━━ Data to process
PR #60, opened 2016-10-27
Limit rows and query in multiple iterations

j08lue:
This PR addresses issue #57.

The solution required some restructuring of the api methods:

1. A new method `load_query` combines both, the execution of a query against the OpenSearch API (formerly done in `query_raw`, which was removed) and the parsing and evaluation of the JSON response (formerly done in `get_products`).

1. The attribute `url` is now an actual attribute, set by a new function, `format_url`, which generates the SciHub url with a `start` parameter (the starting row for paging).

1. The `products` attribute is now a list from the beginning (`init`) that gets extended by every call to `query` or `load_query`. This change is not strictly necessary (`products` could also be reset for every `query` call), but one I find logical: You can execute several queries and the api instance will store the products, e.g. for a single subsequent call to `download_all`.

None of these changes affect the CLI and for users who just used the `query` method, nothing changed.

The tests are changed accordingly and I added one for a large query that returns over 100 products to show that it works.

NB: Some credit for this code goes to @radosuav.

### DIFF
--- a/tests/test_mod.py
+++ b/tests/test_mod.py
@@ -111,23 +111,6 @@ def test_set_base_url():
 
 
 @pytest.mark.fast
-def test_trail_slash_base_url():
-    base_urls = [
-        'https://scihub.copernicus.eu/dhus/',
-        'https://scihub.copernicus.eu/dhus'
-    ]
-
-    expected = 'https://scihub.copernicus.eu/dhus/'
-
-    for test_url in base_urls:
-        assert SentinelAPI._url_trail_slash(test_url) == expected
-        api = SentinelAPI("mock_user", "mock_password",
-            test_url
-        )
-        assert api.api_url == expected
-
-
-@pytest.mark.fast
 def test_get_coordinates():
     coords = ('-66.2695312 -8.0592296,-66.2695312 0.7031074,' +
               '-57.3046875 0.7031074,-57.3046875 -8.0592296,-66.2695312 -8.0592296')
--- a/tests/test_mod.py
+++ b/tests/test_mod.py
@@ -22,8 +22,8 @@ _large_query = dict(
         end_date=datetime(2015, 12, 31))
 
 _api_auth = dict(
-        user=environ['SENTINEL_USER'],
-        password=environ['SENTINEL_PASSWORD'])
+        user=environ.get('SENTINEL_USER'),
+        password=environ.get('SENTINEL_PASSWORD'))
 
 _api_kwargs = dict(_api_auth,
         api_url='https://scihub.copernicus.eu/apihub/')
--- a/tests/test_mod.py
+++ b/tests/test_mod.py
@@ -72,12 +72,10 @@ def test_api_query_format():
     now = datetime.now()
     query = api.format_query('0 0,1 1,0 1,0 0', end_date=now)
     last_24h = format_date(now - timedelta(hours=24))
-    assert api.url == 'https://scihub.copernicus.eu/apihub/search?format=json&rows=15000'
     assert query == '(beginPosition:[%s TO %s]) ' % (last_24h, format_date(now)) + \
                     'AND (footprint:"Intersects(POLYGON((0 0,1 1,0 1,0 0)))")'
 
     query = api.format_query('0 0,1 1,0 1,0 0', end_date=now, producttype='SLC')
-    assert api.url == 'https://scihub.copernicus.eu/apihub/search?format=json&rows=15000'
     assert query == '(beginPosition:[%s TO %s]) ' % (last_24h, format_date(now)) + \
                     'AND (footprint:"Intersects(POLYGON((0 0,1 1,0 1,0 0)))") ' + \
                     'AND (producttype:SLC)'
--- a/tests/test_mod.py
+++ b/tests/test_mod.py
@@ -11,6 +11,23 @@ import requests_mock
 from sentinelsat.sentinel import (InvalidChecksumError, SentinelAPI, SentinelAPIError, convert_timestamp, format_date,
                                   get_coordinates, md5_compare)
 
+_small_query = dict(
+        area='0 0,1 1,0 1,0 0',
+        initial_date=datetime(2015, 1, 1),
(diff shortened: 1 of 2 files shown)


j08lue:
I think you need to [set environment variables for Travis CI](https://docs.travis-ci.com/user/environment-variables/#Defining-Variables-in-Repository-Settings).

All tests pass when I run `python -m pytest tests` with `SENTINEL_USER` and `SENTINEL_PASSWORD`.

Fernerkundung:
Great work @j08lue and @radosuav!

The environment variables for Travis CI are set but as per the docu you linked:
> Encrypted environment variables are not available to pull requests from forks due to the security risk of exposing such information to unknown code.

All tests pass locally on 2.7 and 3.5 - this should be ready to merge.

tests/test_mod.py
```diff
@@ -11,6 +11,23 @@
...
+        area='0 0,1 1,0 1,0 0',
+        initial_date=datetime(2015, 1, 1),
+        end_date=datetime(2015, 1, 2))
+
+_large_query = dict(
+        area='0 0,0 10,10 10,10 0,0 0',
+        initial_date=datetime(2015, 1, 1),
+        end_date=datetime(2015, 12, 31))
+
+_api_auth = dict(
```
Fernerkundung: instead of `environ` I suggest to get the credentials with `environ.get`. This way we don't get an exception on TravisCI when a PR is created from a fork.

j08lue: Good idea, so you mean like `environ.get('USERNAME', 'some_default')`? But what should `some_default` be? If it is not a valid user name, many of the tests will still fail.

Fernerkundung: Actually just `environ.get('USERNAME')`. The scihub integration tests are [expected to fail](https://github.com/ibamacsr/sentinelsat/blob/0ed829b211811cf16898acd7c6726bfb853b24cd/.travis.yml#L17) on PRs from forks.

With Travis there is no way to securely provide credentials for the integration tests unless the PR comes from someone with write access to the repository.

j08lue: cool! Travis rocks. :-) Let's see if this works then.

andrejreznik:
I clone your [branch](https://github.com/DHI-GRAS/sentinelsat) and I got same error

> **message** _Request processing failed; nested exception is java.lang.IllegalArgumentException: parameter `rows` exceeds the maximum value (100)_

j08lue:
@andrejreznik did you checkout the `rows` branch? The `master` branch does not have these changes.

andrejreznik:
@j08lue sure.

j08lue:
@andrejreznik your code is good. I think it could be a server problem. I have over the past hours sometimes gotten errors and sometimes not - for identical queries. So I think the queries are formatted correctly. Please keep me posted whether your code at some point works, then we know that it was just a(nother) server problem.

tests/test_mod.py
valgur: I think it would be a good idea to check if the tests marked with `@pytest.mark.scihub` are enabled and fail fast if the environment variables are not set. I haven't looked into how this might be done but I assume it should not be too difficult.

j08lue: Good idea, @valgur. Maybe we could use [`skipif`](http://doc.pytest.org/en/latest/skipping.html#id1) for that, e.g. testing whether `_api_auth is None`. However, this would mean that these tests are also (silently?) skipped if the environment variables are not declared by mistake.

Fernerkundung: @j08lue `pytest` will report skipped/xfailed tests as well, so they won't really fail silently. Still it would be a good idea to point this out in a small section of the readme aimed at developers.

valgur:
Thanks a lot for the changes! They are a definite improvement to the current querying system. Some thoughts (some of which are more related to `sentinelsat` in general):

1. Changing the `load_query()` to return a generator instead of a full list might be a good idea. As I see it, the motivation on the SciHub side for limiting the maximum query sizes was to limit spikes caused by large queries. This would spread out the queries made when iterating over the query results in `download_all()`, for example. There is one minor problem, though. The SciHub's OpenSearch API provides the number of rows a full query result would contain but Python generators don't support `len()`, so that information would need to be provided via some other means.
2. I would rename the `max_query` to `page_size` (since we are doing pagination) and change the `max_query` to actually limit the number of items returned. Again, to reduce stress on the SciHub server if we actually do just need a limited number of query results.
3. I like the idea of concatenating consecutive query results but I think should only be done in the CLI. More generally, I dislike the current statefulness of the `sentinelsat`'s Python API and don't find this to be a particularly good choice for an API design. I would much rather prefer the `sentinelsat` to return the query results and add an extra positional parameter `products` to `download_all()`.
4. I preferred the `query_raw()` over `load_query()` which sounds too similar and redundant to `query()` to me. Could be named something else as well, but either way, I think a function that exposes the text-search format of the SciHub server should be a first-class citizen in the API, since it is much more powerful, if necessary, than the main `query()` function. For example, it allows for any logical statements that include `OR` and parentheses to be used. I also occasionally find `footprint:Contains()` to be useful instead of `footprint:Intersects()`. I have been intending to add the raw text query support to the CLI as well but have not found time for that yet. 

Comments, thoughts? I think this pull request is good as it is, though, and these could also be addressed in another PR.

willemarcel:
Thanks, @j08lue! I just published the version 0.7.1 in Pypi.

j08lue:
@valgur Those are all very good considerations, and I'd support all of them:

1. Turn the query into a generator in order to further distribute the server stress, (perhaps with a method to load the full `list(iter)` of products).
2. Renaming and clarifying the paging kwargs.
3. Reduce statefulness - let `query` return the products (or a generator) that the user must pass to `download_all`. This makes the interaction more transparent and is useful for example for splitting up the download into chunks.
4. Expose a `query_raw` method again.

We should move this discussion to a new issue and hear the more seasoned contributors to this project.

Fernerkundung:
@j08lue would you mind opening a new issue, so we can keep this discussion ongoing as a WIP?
━━━━
**Work instructions**:
Set down the lines above as they stand, starting with the first line and ending with the line that contains "None of these".

**Task solution**:
PR #60, opened 2016-10-27
Limit rows and query in multiple iterations

j08lue:
This PR addresses issue #57.

The solution required some restructuring of the api methods:

1. A new method `load_query` combines both, the execution of a query against the OpenSearch API (formerly done in `query_raw`, which was removed) and the parsing and evaluation of the JSON response (formerly done in `get_products`).

1. The attribute `url` is now an actual attribute, set by a new function, `format_url`, which generates the SciHub url with a `start` parameter (the starting row for paging).

1. The `products` attribute is now a list from the beginning (`init`) that gets extended by every call to `query` or `load_query`. This change is not strictly necessary (`products` could also be reset for every `query` call), but one I find logical: You can execute several queries and the api instance will store the products, e.g. for a single subsequent call to `download_all`.

None of these changes affect the CLI and for users who just used the `query` method, nothing changed.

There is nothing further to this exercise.